I'm still taking MOs...
I have noticed I have to send an invoice for it to show up as an option, though. It used t be automatically checked as that was one of my preference settings. But now I just click the radio box each time I invoice... 

So far as the original question, yeah I took a big dive in September, too. But I've since come back. October was a phenomenal month. 
My international sales are back up again, though, so maybe they're balancing out the domestic. The dollar must be down again...


----------



## designer (Aug 19, 2004)

I stopped selling on there and went to Iffer.com It lets you set up an auction store front for free, you only pay a fee when some sells.


----------



## Boleyz (Sep 7, 2004)

I just opened an auction site; www.eggseller.com

Listing is free.


----------



## How Do I (Feb 11, 2008)

We stopped selling on eBay years ago when Meg took the helm and starting playing with the controls. If it ain't broke, _don't fix it_. I'm glad to see there are people still making money through eBay. Seems they like to make it harder and harder on the little guys. Have you tried listing on Craigslist?


----------



## SFM in KY (May 11, 2002)

I don't sell a lot on eBay, occasionally extra horse equipment or books I no longer want to keep ... and I buy occasionally as well.

I am, however, going to start listing my artwork there, though more for exposure than actually expecting sales.


----------



## ErinP (Aug 23, 2007)

How Do I said:


> We stopped selling on eBay years ago when Meg took the helm and starting playing with the controls. If it ain't broke, _don't fix it_. I'm glad to see there are people still making money through eBay. Seems they like to make it harder and harder on the little guys. Have you tried listing on Craigslist?


Actually their latest changes have been _wonderful_, for sellers like me, anyway. 
I sell multiples of individual items (ie, yards of fabric). So I always had a store listing with my quantities, and I'd have a Fixed Price for a single in order to get search exposure (and then link to my store listing if they'd like more). $.35 plus $.25 for pic for each and every different fabric I carry! Every week! Plus store listings and FVFs, of course.

NOW I can list everything in a Fixed Price for $.35 per month. Not only have my fees dropped by a couple hundred bucks per month, but my sales have gone up in that people just buy six yards out of the FP listing where they would have bought a single yard before, and might or might not have linked to my store to buy more. 
Also, I always get at least 15% off my fees because I'm a PowerSeller with high DSRs. Last month I was in the 20% category. 

In cases like mine, Craig's list is pointless. My nearest Craig's list city is 200 miles away and I'd be severely limiting my exposure. 
I have customers all over the world. At the moment, only eBay can do that for me.

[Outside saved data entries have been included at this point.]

PR #676, opened 2024-06-18
RR-844 - Basic refactoring of the Induction journeys to remove ability to change question set

nathanrussell-moj-digital:
This is PR 1 of 4 for RR-844 (Remove concept of "Long" and "Short" question sets, and create/update journeys that change between them)

This PR starts us off with the basic refactoring of the induction journeys so that it is no longer possible to update an Induction and switch it between "long" and "short" (and vice versa) via the "Hoping to get work" question.

The bulk of this change is in the controllers & tests etc; but there are a couple of changes in the integration tests (specifically deleting entire cypress tests that previously tested being able to change the question set)


server/@types/viewModels/index.d.ts
```diff
@@ -212,8 +212,4 @@ declare module 'viewModels' {
     pageUrls: Array<string>
     currentPageIndex: number
   }
-
-  export interface UpdateInductionQuestionSet {
```
nathanrussell-moj-digital, line 216: This was essentially the flag that we held on the session that would be used in the controller code to determine if we were in the middle of a "change question set" type journey

james-baker-digital-justice (approved):
LGTM

PR #677, opened 2024-06-18
RR-844 - Removed all logic from Update controllers re: going back to check-your-answers as that is no longer a page in the Update journey

nathanrussell-moj-digital:
This is PR 2 of 4 for RR-844 (Remove concept of "Long" and "Short" question sets, and create/update journeys that change between them)

This PR removes the logic in the update controllers re: being able to go back to check-your-answers, as that is no longer possible.

An update journey can now never end up on Check Your Answers because when we update a question now (bearing in mind that "update" means changing a single answer on a previously saved induction) it will always return to the PLP Education & Training or Work & Interests tab (ie. the page that the Change link was on)
There are now no journey permutations where you can change something and we have to force you through the entire journey again resulting in your ending up on Check Your Answers


james-baker-digital-justice (approved):
LGTM

PR #678, opened 2024-06-18
RR-844 - Refactored all references of 'long' and 'short' question set inductions to just 'induction' in all `server` code

nathanrussell-moj-digital:
This is PR 3 of 4 for RR-844 (Remove concept of "Long" and "Short" question sets, and create/update journeys that change between them)

This PR refactors all the references of "long" or "short" induction to just "induction" in the `server` code

Mainly this is removing the test data builders that build instances of "short" Inductions; and renaming test data builders that build instances of "long" Inductions to just "Induction"
And then updating all the references in all the tests to use the new "Induction" based test data builders 👍


james-baker-digital-justice (approved):
LGTM

PR #681, opened 2024-06-18
RR-855 - Correct routing from Hoping To Get Work as part of the Update journey

nathanrussell-moj-digital:
This PR addresses the routing as part of the Update journey where a prisoner already has an Induction and the CIAG has clicked the Change link for "Hoping to work" on the Work & Interests tab.

When they update the induction by changing this answer; if they have:
* changed the previous answer of Yes to No or Not Sure
  * then we need to clear any previously entered work interests (because they now don't want to work), call the API to save the Induction, and take them back to Work & Interests
* changed the previous answer of No or Not Sure to Yes
  * then we need to take them through the Work Interest Roles and Work Interest Details screens so they can enter the details of the work they would like to do.
  * We should not call the API to update the induction until we have successfully submitted Work Interest Details 
  * On the successful submission of Work Interest Details we need to call the API to update the induction, then take them back to Work & Interests
* not changed their answer at all
  * take them back to Work & Interests without calling the API to save the induction at all

### DIFF
--- a/integration_tests/e2e/induction/createCheckYourAnswersChangeLinks.cy.ts
+++ b/integration_tests/e2e/induction/createCheckYourAnswersChangeLinks.cy.ts
@@ -255,7 +255,7 @@ context(`Change links on the Check Your Answers page when creating an Induction`
       .submitPage()
 
     Page.verifyOnPage(FutureWorkInterestRolesPage)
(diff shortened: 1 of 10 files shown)


james-baker-digital-justice (approved):
LGTM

I've been selling on eBay since '99 and I have to say it was _definitely_ easier to sell stuff back then. But as much as I grumble every time they have a big change, I have yet to regret sticking out.


----------



## clovis (May 13, 2002)

Thank you for the replies!!!!

I am happy to hear that some are still selling well with ebay. I wish I were one of them.

I do think the stopping of money orders as an accepted payment is having a great effect on the items I sell.

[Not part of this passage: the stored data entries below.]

PR #684, opened 2024-06-19
RR-721: Actions card component

james-baker-digital-justice:
Re-usable actions card nunjucks component and model. Not currently used but designed to be placed on the overview page with add goal and view archived goal actions.

### DIFF
--- a/server/views/components/actions-card/actionsCard.test.ts
+++ b/server/views/components/actions-card/actionsCard.test.ts
@@ -1,0 +1,36 @@
+import nunjucks from 'nunjucks'
+import * as cheerio from 'cheerio'
+import type { Action } from 'viewModels'
+
+nunjucks.configure([
+  'node_modules/govuk-frontend/dist/',
+  'node_modules/@ministryofjustice/frontend/',
+  'server/views/',
+  __dirname,
+])
+describe('Tests for actions card component', () => {
+  it('Should display a link for each action', () => {
+    const actions: Action[] = [
+      { title: 'Do a thing', href: '/thing' },
+      { title: 'Do another thing', href: '/another-thing' },
+    ]
+    const content = nunjucks.render('test.njk', { actions })
+    const $ = cheerio.load(content)
+    const actionListItems = $('.actions-list-list').find('li')
+    expect(actionListItems.length).toStrictEqual(2)
+    expect($(actionListItems[0]).find('a').text()).toStrictEqual('Do a thing')
+    expect($(actionListItems[0]).find('a').attr('href')).toStrictEqual('/thing')
+    expect($(actionListItems[1]).find('a').text()).toStrictEqual('Do another thing')
+    expect($(actionListItems[1]).find('a').attr('href')).toStrictEqual('/another-thing')
+  })
+  it('Support setting data-qa field', () => {
+    const actions: Action[] = [
+      { title: 'Do a thing', href: '/thing', dataQa: 'thing-link' },
+      { title: 'Do another thing', href: '/another-thing', dataQa: 'another-thing-link' },
+    ]
+    const content = nunjucks.render('test.njk', { actions })
+    const $ = cheerio.load(content)
+    expect($('[data-qa=thing-link]').text()).toStrictEqual('Do a thing')
+    expect($('[data-qa=another-thing-link]').text()).toStrictEqual('Do another thing')
+  })
+})
--- a/server/views/components/actions-card/template.njk
+++ b/server/views/components/actions-card/template.njk
@@ -1,0 +1,8 @@
+<div class="actions-list">
+  <ul class="govuk-list actions-list-list">
+    <span class="govuk-heading-m actions-list-header">Actions</span>
+    {% for action in actions %}
+      <li><a class="govuk-link" {% if action.dataQa %} data-qa="{{ action.dataQa }}" {% endif %}href="{{ action.href }}">{{ action.title }}</a></li>
+    {% endfor %}
+  </ul>
+</div>
--- a/server/views/components/actions-card/test.njk
+++ b/server/views/components/actions-card/test.njk
@@ -1,0 +1,6 @@
+<html>
+  <body>
+      {% from "components/actions-card/macro.njk" import actionsCard %}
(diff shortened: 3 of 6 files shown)


james-baker-digital-justice:
This is lifted straight out of CCARD (another HMPPS GDS system) common components but with a white header as per Figma.

server/views/components/actions-card/actionsCard.test.ts
```diff
@@ -0,0 +1,36 @@
+import nunjucks from 'nunjucks'
+import * as cheerio from 'cheerio'
+import type { Action } from 'viewModels'
+
+nunjucks.configure([
+  'node_modules/govuk-frontend/dist/',
+  'node_modules/@ministryofjustice/frontend/',
+  'server/views/',
+  __dirname,
```
james-baker-digital-justice, line 9: Includes set up so that the import in the test should have the same path as using the real component. Hopefully makes it easy to crib off when you want to use the component.

server/views/components/actions-card/template.njk
```diff
@@ -0,0 +1,10 @@
+<div class="govuk-grid-column-one-third">
```
nathanrussell-moj-digital, line 1: I wonder if this component should not include the one-third div wrapper? 🤔 

My thinking is we might want several things in the right hand column (like we do at the moment) and/or we might want to use this component in a place where it is not a one-third column?

Thinking about whether we want other things in that column, we do currently, and this is what we do at the moment (`overviewTabContents.njk`):
```
<div class="govuk-grid-row">
  <div class="govuk-grid-column-two-thirds app-u-print-full-width">
    {% if isPostInduction %}
      {% include './overviewTabPostInduction.njk' %}
    {% else %}
      {% include './overviewTabPreInduction.njk' %}
    {% endif %}
  </div>

  <div class="govuk-grid-column-one-third app-u-print-full-width">
    {% include './functionalSkillsSidebar.njk' %}
    {% include './qualificationsAndAchievementsSidebar.njk' %}
  </div>

</div>
```
It feels right to me that the page defines the layout, and we just place components in in the relevant places?

server/views/components/actions-card/template.njk
```diff
@@ -0,0 +1,10 @@
...
+  <div class="actions-list">
+    <ul class="govuk-list actions-list-list">
+      <span class="govuk-heading-m actions-list-header">Actions</span>
```
nathanrussell-moj-digital, line 4: I'm no expert in this stuff, but I wonder if the markup isnt quite right from a semantics point of view?

The `span`, especially with a class of `govuk-heading-m`, feels like it should be a heading? Perhaps a `h2` ?
And if we're in agreement that it is a heading, then I wonder if it should be outside of the `ul` ?

I know its a different use case and is rendering different content, but this is what we have for the Functional Skills sidebar (which currently sits where the proposed action bar will sit) (`functionalSkillsSidebar.njk`):
```
<div class="govuk-summary-card app-functional-skills-sidebar">
  <div class="govuk-summary-card__title-wrapper app-summary-card__title-wrapper">
    <h2 class="govuk-summary-card__title govuk-!-font-size-24">Current functional skills assessment scores</h2>
  </div>

    {% if not functionalSkills.problemRetrievingData %}
      <table class="govuk-table govuk-!-margin-bottom-0" id="functional-skills-sidebar-table">
        <caption class="govuk-table__caption govuk-visually-hidden">Current functional skills and assessment information</caption>
        <thead class="govuk-table__head govuk-visually-hidden">
          <tr class="govuk-table__row">
            <th scope="col" class="govuk-table__header">Skill and assessment date</th>
            <th scope="col" class="govuk-table__header">Assessment level</th>
          </tr>
        </thead>
          <tr class="govuk-table__row">
              {{ skill.type | formatFunctionalSkillType }}
              {% if skill.assessmentDate %}
              <br>
              {% endif %}
            </th>
            <td class="govuk-table__cell">
              {% if skill.grade %}{{ skill.grade }}{% else %}No functional skill assessment scores recorded in Curious{% endif %}
            </td>
          </tr>
          {% endfor %}
        </tbody>
      </table>
      <p class="govuk-body govuk-!-margin-top-2 govuk-!-display-none-print">
        <a class="govuk-link" href="../functional-skills" data-qa="view-all-functional-skills-button">View all <span class="govuk-visually-hidden">functional skills</span></a>
      </p>
    {% else %}
      <h3 class="govuk-heading-s" data-qa="functional-skills-sidebar-error-heading">We cannot show these details from Curious right now</h3>
      <p class="govuk-body">Reload the page or try again later. Other parts of this service may still be available.</p>
    {% endif %}
  </div>
</div>
```

server/views/components/actions-card/template.njk
james-baker-digital-justice: Done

I was on a tractor forum about a month ago, and this topic came up in a thread. Out of about 16 posts, 12 of them were against the M.O. change, and many said they would be done forever with ebay. Only 4 people were in favor of Paypal only, or said that it would not effect their buying habits.

Well, losing MO's as a payment option has cut out the good old boys, alot of old timers, farmers, and those with poor credit, to say the least, IMO. Even my 60 y.o. father, usually progressive, will not use CC payments of any type on the internet.

I was getting, on average, 5 to 10 money orders a week. I cannot help but believe that this change has cost at least $100 a week in lost revenue, considering that many of my buyers fall into the above mentioned categories.

I am going to stick with ebay, at least until something else becomes a viable option. I just wish business would resume back to the days of a few months ago.

Clove


----------



## ErinP (Aug 23, 2007)

Next time you get a chance to send an invoice, that is, before someone PayPals right off-- Check the MO box. 
It's still an option. :shrug:


----------



## rean (Nov 18, 2008)

Can you post in your auctions that you *do not* accept paypal, thus causing folks to contact you regarding what kind of payment you accept?


----------



## NostalgicGranny (Aug 22, 2007)

I quit selling on ebay in the beginning of the year. The fees increased to much for the work involved selling vintage linens, antiques, and the like. You however have new items. If I were you I would print up a brochure and start mailing it to all of my former customers, starting with the ones who paid by money order. Then open up a website (a real one), and again mail brochures and announce your new website. 

What I wouldn't give for some new items that fit in with my former clients tastes and collecting habits. I researched each new customer and what they bid on besides my stuff, so I have a data base of their preferences, sometimes down to the colors they preferred.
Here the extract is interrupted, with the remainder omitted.